DNA topology plays essential roles in several fundamental biological processes, such as DNA replication, recombination, and transcription. DNA topology is a tightly-regulated property of the DNA double helix that affects genomic stability and influences susceptibility to cancer and certain hereditary diseases, such as fragile X syndrome and autism. DNA topoisomerases that control DNA topology inside cells are important targets of anti-cancer drugs, such as camptothecin and doxorubicin, and antibacterial agents, such as ciprofloxacin.
Typically agarose gel electrophoresis is employed to study DNA topology. Because gel electrophoresis is time-consuming and labor intensive, it is desirable to develop other methods, such as fluorescence-based methods, for such studies. For example, fluorescence dyes, such as PicoGreen (1), have been shown to differentially bind to supercoiled (sc) and relaxed (rx) DNA molecules to yield different fluorescence properties. These fluorescence dyes were used to study DNA topoisomerases; however, the difference of the fluorescence intensity of the dyes binding to sc and rx DNA is too small to be widely used to study the properties of DNA topoisomerases and to screen inhibitors against these topoisomerases (1).

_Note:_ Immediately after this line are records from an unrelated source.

Issue #854, opened 2025-11-22
Refactor Step 7: De-cycle Gateway and Graph (class-based, no forwardRef)


rowan-stein:
Context\nContinue DI-cycle refactoring: remove module/provider cycles between Graph (domain/api) and Gateway using class-based DI.

Scope
- Ensure GraphApiModule depends on GraphDomain + Events only; GraphDomain must not import Gateway.
- Ensure Gateway depends on GraphApi (controllers/services) only; remove any Graph→Gateway imports and forwardRef.
- Relocate any publisher/listener code so runtime behavior is unchanged while maintaining one-way deps.

Acceptance Criteria
- Build/tests pass locally; CI green.
- No forwardRef between Graph* and Gateway; module graph is acyclic.
- Behavior unchanged (socket events/gateway publishing still works).

Notes
- Keep changes focused on Graph/Gateway boundaries.
- Class-based DI only; no tokens; no shims.

rowan-stein:
Bug: SendMessageNode uses DI-injected SlackTrigger (transient), not the runtime-managed instance. This causes sendToThread to fail before SlackTrigger provision. Plan: decouple SendMessageNode from SlackTrigger by injecting SlackAdapter + VaultService + PrismaService and resolving tokens/descriptors directly. Add smoke test reproducing failure and verifying fix.

PR #856, opened 2025-11-22
refactor: de-cycle gateway and graph (Step 7)

rowan-stein:
Step 7 of DI refactor: enforce one-way deps\n- GraphApiModule depends on GraphDomain + Events only\n- GatewayModule depends on GraphApi only\n- Removed forwardRef and Graph→Gateway imports; relocated publisher/listener wiring accordingly\n\nTests\n- pnpm --filter @agyn/platform-server lint (pass)\n- pnpm --filter @agyn/platform-ui lint (pass)\n- VITE_API_BASE_URL=http://localhost pnpm --filter @agyn/platform-server test (106 files passed | 21 skipped; 335 tests passed | 9 skipped)\n\nBehavior unchanged; socket publishing verified via e2e. References updated synchronously; no tokens/shims.\n\nCloses #854


packages/platform-server/src/graph-domain/graph-domain.module.ts
```diff
@@ -1,5 +1,6 @@
 import { Global, Module } from '@nestjs/common';
 import { ModuleRef } from '@nestjs/core';
+import { ModuleRef } from '@nestjs/core';
```
noa-lucent: [nit] Looks like we accidentally kept the `ModuleRef` import twice after the listener move. Please drop the duplicate so lint stays happy.

noa-lucent (commented):
Summary:
- Verified GatewayModule ↔️ GraphApiModule dependency direction is one-way and no forwardRefs remain.
- Confirmed GraphEvents publisher/listener wiring still resolves lazily through ModuleRef without reintroducing cycles.
- Reviewed updated tests and bootstrap wiring to ensure behavior parity.

Note: left one small nit about a duplicated import.

vitramir (dismissed):

vitramir (approved):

Another type of assay was developed based on a unique property of sc DNA molecules that prefer binding to triplex-form oligomers if the sc plasmids contain one or multiple triplex-forming sequences (2, 3). Maxwell and coworkers utilized a method in which an immobilized triplex-forming oligomer more efficiently captured sc plasmids than rx plasmids (2). The captured plasmids could subsequently be quantified by a DNA-binding dye, such as SYBR Green. However, this method requires immobilization of oligomer to a solid surface, filtration, and multiple washing steps. Because streptavidin-coated 1526-well plates are not commercially available, this method is not compatible with ultra-high throughput screening to identify gyrase inhibitors from small compound libraries using 1526-well plates.
Another method, also based on the triplex-forming oligomers, was developed by using fluorescence anisotropy for the readout (3). Nevertheless, the signal to noise ratio is a concern and an expensive fluorimeter with the capacity to measure fluorescence anisotropy is required (3).
More recently, Berger and coworkers made a circular plasmid DNA template that contains a fluorophore (fluorescein) and quencher (dabcyl) on opposite strands of a double-stranded DNA molecule and developed a real-time assay to study DNA topological changes with this fluorescently labeled DNA (4). However, the production involving two steps of fluorophore and quencher insertion into the DNA result in a low yield of fluorescently labeled DNA, which low yield is cost prohibitive and impedes wide use of the assay to study DNA topology, topoisomerases, and to screen compounds against DNA topoisomerases (4).